HyQvia is a Schedule D (biologic) drug and is, therefore, subject to Health Canada's Lot Release Program as per the Guidance for Sponsors: Lot Release Program for Schedule D (Biologic) Drugs.

Stability of the Drug Substance and Drug Product

The stability data support the proposed shelf life of 36 months for the drug product, when stored at 2 °C to 8 °C.

The compatibility of the drug product with the container closure system was demonstrated through compendial testing and stability studies. The container closure system met all validation test acceptance criteria.

The proposed packaging and components are considered acceptable.

Facilities and Equipment

The immunoglobulin component (human normal immunoglobulin 10%) of HyQvia is identical to an approved product (Gammagard Liquid). According to the information provided in the NDS for HyQvia, no changes to the drug substance and drug product manufacturing processes or facilities were introduced with respect to the manufacture of the immunoglobulin component of HyQvia. Consequently, an on-site evaluation of the immunoglobulin manufacturing sites was not deemed necessary.

An on-site evaluation of the facility involved in the manufacture and testing of the rHuPH20 drug substance was not recommended, as the facility had already been approved by Health Canada for the manufacture of rHuPH20 used as an excipient (that functions as a permeation enhancer) in several monoclonal antibodies. In addition, no on-site evaluation was deemed necessary for the rHuPH20 drug product manufacturing facilities, taking into consideration the nature of the process (simple formulation, sterile filtration, and filling), the site location and stringency of the national regulatory authority, and the availability of recent certificates of compliance with good manufacturing practice standards.

The design, operations, and controls of the facilities and equipment that are involved in the production are considered suitable for the activities and products manufactured.

Adventitious Agents Safety Evaluation

The adventitious agents safety of the plasma-derived human normal immunoglobulin and human albumin (an excipient present in the recombinant human hyaluronidase solution) is ensured by appropriate donor selection followed by viral marker testing of the individual donations, mini-pools of plasma, and manufacturing plasma pools. In addition, adequate overall viral clearance capacity of the manufacturing process was demonstrated for several representative model viruses using small-scale viral clearance studies that have been determined to suitably represent the commercial scale process or represent a worst-case scenario. Of note, for both the immunoglobulin and the excipient albumin, the relevant data had been previously reviewed in the context of other submissions.

Adequate overall viral reduction was demonstrated for four representative model viruses over five steps of the manufacturing process of recombinant human hyaluronidase: the solvent detergent treatment step, column chromatography purification steps, and viral filtration step.

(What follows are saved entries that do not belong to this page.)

PR #72, opened 2023-06-28
DQM database and web application

jlenain:
This PR introduces the web application for the Data Quality Monitoring tool, as well as all the needed recipes to setup the accompanying infrastructure (database configuration, recipes to create the two needed virtual machine on a local cloud with e.g. OpenStack).


tibaldo:
Would it be too much to ask to add a test routine for this new material before the PR is merged?

jlenain:
> Would it be too much to ask to add a test routine for this new material before the PR is merged?

Hi @tibaldo,

It would be tough to implement extensive unit tests without actually deploying the overall VM infrastructure, but I can certainly implement some, at least for the data base utilities and maybe on the bokeh side.

jlenain:
Hi @tibaldo ,

I think I found a way to extensively test all these new features, using an in-memory data base for unit tests. This PR is ready for another review.

src/nectarchain/dqm/bokeh_app/main.py
```diff
@@ -0,0 +1,77 @@
...
+
+from nectarchain.dqm.db_utils import DQMDB
+from app_hooks import get_rundata, make_camera_displays
+
+NOTINDISPLAY = ['Results_TriggerStatistics',
+                'Results_MeanWaveForms_HighGain',
+                'Results_MeanWaveForms_LowGain',
+                'Results_CameraMonitoring']
+
+geom = CameraGeometry.from_name("NectarCam-003")
```
tibaldo, line 22: Should the camera geometry to use be a configurable parameter?

src/nectarchain/dqm/bokeh_app/tests/test_app_hooks.py
```diff
@@ -0,0 +1,62 @@
...
+# bokeh imports
+from bokeh.layouts import layout, row
+from bokeh.models import Select
+from bokeh.plotting import curdoc
+from bokeh.io import output_file, save
+
+from ctapipe.instrument import CameraGeometry
+from ctapipe.coordinates import EngineeringCameraFrame
+
+geom = CameraGeometry.from_name("NectarCam-003")
```
tibaldo, line 13: Same comment as above

tibaldo (approved):
Hi @jlenain, thanks a lot for this impressive amount of work! Using the ZEO/ZODB servers and running tests via an in-memory instance looks like a very clever and effective solution.
I only have two minor comments on hard-coding the camera geometry to be used, but otherwise the PR looks good to be merged to me.

src/nectarchain/dqm/bokeh_app/main.py
jlenain: Or I guess, we could just use a more generic `NectarCam` parameter, which should work.

src/nectarchain/dqm/bokeh_app/app_hooks.py
```diff
@@ -13,7 +13,7 @@
                 'Results_MeanWaveForms_LowGain',
                 'Results_CameraMonitoring']
 
-geom = CameraGeometry.from_name("NectarCam-003")
+geom = CameraGeometry.from_name("NectarCam")
```
tibaldo, line 16: I'm not sure this actually works as intended. I suspect it does not load a generic Geometry, but an older version preceding 003. I was rather suggesting to add a single parameter somewhere that can set the geometry all across the package.

vmarandon: Perhaps it would be better, in this case, to have this line in a function that could be used everywhere.
Something like : 
```
def GetCameraGeometry(name="NectarCam-003"):  
      return CameraGeometry.from_name(name)
```

jlenain: Agree with @vmarandon , I was thinking about the same: maybe even easier to have a constant for the camera geometry version across the whole package, in something like `utils/constants.py`.

I will revert the last change and propose to address this in another PR, we planned to have one on re-organization of the code anyway.

kosack: If you have a working EventSource, you can also take it's `SubarrayDescription` (`source.subarray`) and write it to an HDF5 file, and load that when needed. E.g.:
```py3
with EventSource("some_nectarcam_file.zfits.gz")  as source:
    source.subarray.to_hdf("subarray.h5")

# then later:

subarray = SubarrayDescription.from_hdf("subarray.h5")
geom = subarray.tel[1].camera.geometry
```

jlenain: Thanks a lot, @kosack .
Indeed, when working with an active EventSource, I agree using `source.subarray.tel[0].camera.geometry` is the most robust and self-consistent way to get the correct camera geometry.

In this PR, though, the context for the running Bokeh application is independent from any EventSource, the input data are fed from an object-oriented data base. They are stored as nested dictionaries there, and so we "lost" at that point part of the original meta-data. Just for visualization purpose, this was a way to correct the geometry right in camera displays.

kosack: I guess it's only by luck though that the simulated pixel ids are the same as the real ones? That is not the case in general. So just beware if we switch simulations, it could "break" images in such a display.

The risk of contamination with non-viral adventitious agents (bacteria, fungi, mycoplasma) is mitigated by adequate control measures incorporated in the manufacturing processes of the two HyQvia components.

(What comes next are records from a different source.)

PR #76, opened 2023-09-12
Updated scripts

vmarandon:


src/nectarchain/user_scripts/vmarandon/Utils.py
```diff
@@ -368,3 +426,17 @@ def GetEventTypeFromString(event_str):
         print(f"WARNING> Don't know about the event type [{event_str}]")
         evt_type = EventType.UNKNOWN
     return evt_type
+
+
+def save_simple_data(datas, fileName):
+    """Save info in a file using pickle"""
+    with lz4.frame.open( fileName, 'wb' ) as f :
+        pickle.dump(datas,f)
```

The risk of contamination with transmissible spongiform encephalopathy agents, specifically agents of variant Creutzfeldt-Jakob disease (vCJD), is minimized by sourcing plasma from countries without significant vCJD incidence and by process-specific prion reduction steps. Furthermore, the sourcing and control of raw materials and intermediates of animal origin are compliant with requirements specified in the relevant guidance on minimizing the risk of transmitting animal spongiform encephalopathy agents via medicinal products.

Apart from the plasma-derived human albumin excipient, no other excipients in HyQvia are of human or animal origin.